I am trying to use the ThreadPoolExecutor()
in a method of a class to create a pool of threads that will execute another method within the same class. I have the with concurrent.futures.ThreadPoolExecutor()...
however it does not wait, and an error is thrown saying there was no key in the dictionary I query after the "with..." statement. I understand why the error is thrown because the dictionary has not been updated yet because the threads in the pool did not finish executing.
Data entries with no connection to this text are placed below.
PR #8433, opened 2026-02-23
fix: forward cell names and configs on external file reload (#8421)

### LINKED ISSUE #8421: Cell metadata (hide_code, names) lost on external file edit with --watch
## Describe the bug

When editing a `.mo.py` notebook externally (e.g., via Claude Code or any text editor) while `marimo edit --watch` is running, **cell-level metadata like `hide_code=True` and cell function names are silently dropped**. The file watcher detects the change and reloads the code, but cell configs and names are not forwarded to the frontend. The next time marimo saves from the UI, it overwrites the file without the externally-added decorator arguments.

### Steps to reproduce

1. Run `marimo edit --watch notebook.mo.py`
2. In a separate terminal/editor, change `@app.cell` to `@app.cell(hide_code=True)` on a cell, or rename a cell function
3. Marimo detects the change and reloads
4. The `hide_code` state is **not** reflected in the UI
5. Make any edit in the marimo UI and save — the file is rewritten **without** `hide_code=True`

**Expected**: External edits to cell decorator arguments and cell function names should be picked up and reflected in the frontend.

**Actual**: Only cell code is synced; cell configs and names are silently discarded.

### Root cause

The backend correctly parses configs during `AppFileManager.reload()`. However, `EditModeReloadStrategy.handle_reload()` in `file_change_handler.py` only reads and sends `codes()` and `cell_ids()`. The notifications sent to the frontend (`UpdateCellIdsNotification`, `UpdateCellCodesNotification`) don't include cell configs or names, so the frontend keeps its stale in-memory state. On the next save, the frontend's stale state overwrites the file.

### Workaround

Close the marimo session before editing externally, then reopen.

## Will you submit a PR?

- [x] Yes

## Environment

<details>

```
{
  "marimo": "0.20.1",
  "OS": "Linux",
  "OS Version": "6.6.87.2-microsoft-standard-WSL2",
  "Python Version": "3.13.5"
}
```

</details>

## Code to reproduce

```python
import marimo

__generated_with = "0.20.1"
app = marimo.App()

# This cell has hide_code=True added externally — it will be dropped on reload
@app.cell(hide_code=True)
def my_named_cell():
    mo.md("## This cell should be hidden and named")
    return

@app.cell
def _():
    mo.md("This cell is normal")
    return

if __name__ == "__main__":
    app.run()
```

mscolnick:
When editing a `.mo.py` notebook externally while `marimo edit --watch` is
running, cell metadata like `hide_code=True` and cell function names were
silently dropped. The file watcher detected changes and reloaded code, but
only cell codes and IDs were sent to the frontend — names and configs were
discarded. On the next UI save, the frontend's stale state would overwrite
the file without the externally-added metadata.

## Changes

**Backend:**
- Add `names` and `configs` fields to `UpdateCellCodesNotification` (with
  defaults for backward compatibility)
- Update `EditModeReloadStrategy.handle_reload()` to extract and forward
  cell names and configs in both lazy and autorun paths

I know the threads did not finish executing because I have a print("done") in the method that is called within the ThreadPoolExecutor, and "done" is not printed to the console.
I am new to threads, so if any suggestions on how to do this better are appreciated!
def tokenizer(self):
all_tokens = []
self.token_q = Queue()
with concurrent.futures.ThreadPoolExecutor(max_workers=5) as executor:
for num in range(5):
executor.submit(self.get_tokens, num)
executor.shutdown(wait=True)
print("Hi")
results = {}
while not self.token_q.empty():
temp_result = self.token_q.get()
results[temp_result[1]] = temp_result[0]
print(temp_result[1])
for index in range(len(self.zettels)):
for zettel in results[index]:
all_tokens.append(zettel)
return all_tokens
def get_tokens(self, thread_index):
print("!!!!!!!")
switch = {
0: self.zettels[:(len(self.zettels)/5)],
1: self.zettels[(len(self.zettels)/5): (len(self.zettels)/5)*2],
2: self.zettels[(len(self.zettels)/5)*2: (len(self.zettels)/5)*3],
3: self.zettels[(len(self.zettels)/5)*3: (len(self.zettels)/5)*4],
4: self.zettels[(len(self.zettels)/5)*4: (len(self.zettels)/5)*5],
}
new_tokens = []
for zettel in switch.get(thread_index):
tokens = re.split('\W+', str(zettel))
tokens = list(filter(None, tokens))
new_tokens.append(tokens)
print("done")
self.token_q.put([new_tokens, thread_index])
'''
Expected to see all print("!!!!!!")
and print("done")
statements before the print ("Hi")
statement.
Actually shows the !!!!!!!
then the Hi
, then the KeyError
for the results dictionary.
You need to loop over concurrent.futures.as_completed() as shown here. It will yield values as each thread completes.